** Exercise brief **
Restate all of the material, keeping every line identical to the original.

** Records provided **

PR #52, opened 2023-11-08
Now able to generate LWCs using template files.

dbreese:
@sfdctaka

### DIFF
--- a/resources/instructions/createSObjectLwcQuickActions.html
+++ b/resources/instructions/createSObjectLwcQuickActions.html
@@ -84,18 +84,12 @@
 
         generateQuickActionsButtonElement.addEventListener('click', () => {
             webviewMessaging.sendMessageRequest(
-                'generateLwcQuickActionsButton',
+                'generateLwcQuickActions',
                 {},
                 handleQuickActionStatusResponse
             );
         });
         
-        generateQuickActionsButtonElement.addEventListener('click', () => {
-            webviewMessaging.sendMessageRequest(
-                'generateLwcQuickActionsButton'
-            );
-        });
-
         continueButtonElement.addEventListener('click', () => {
             webviewMessaging.sendMessageRequest(
                 'continueButton'
--- a/resources/instructions/createSObjectLwcQuickActions.html
+++ b/resources/instructions/createSObjectLwcQuickActions.html
@@ -56,18 +56,30 @@
             </tbody>
         </table>
 
-        <label
-            style="display: block; margin-top: 10px; margin-bottom: 8px"
-            for="generateLwcQuickActionsButton"
-        >
-            Click 'Generate LWC Quick Actions' to create the missing LWC Quick
-            Actions:
-        </label>
-        <button id="generateLwcQuickActionsButton">
-            Generate LWC Quick Actions
-        </button>
-        <script>
-            const generateQuickActionsButtonElement = document.getElementById(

** Answer below **
PR #52, opened 2023-11-08
Now able to generate LWCs using template files.

dbreese:
@sfdctaka

### DIFF
--- a/resources/instructions/createSObjectLwcQuickActions.html
+++ b/resources/instructions/createSObjectLwcQuickActions.html
@@ -84,18 +84,12 @@
 
         generateQuickActionsButtonElement.addEventListener('click', () => {
             webviewMessaging.sendMessageRequest(
-                'generateLwcQuickActionsButton',
+                'generateLwcQuickActions',
                 {},
                 handleQuickActionStatusResponse
             );
         });
         
-        generateQuickActionsButtonElement.addEventListener('click', () => {
-            webviewMessaging.sendMessageRequest(
-                'generateLwcQuickActionsButton'
-            );
-        });
-
         continueButtonElement.addEventListener('click', () => {
             webviewMessaging.sendMessageRequest(
                 'continueButton'
--- a/resources/instructions/createSObjectLwcQuickActions.html
+++ b/resources/instructions/createSObjectLwcQuickActions.html
@@ -56,18 +56,30 @@
             </tbody>
         </table>
 
-        <label
-            style="display: block; margin-top: 10px; margin-bottom: 8px"
-            for="generateLwcQuickActionsButton"
-        >
-            Click 'Generate LWC Quick Actions' to create the missing LWC Quick
-            Actions:
-        </label>
-        <button id="generateLwcQuickActionsButton">
-            Generate LWC Quick Actions
-        </button>
-        <script>
-            const generateQuickActionsButtonElement = document.getElementById(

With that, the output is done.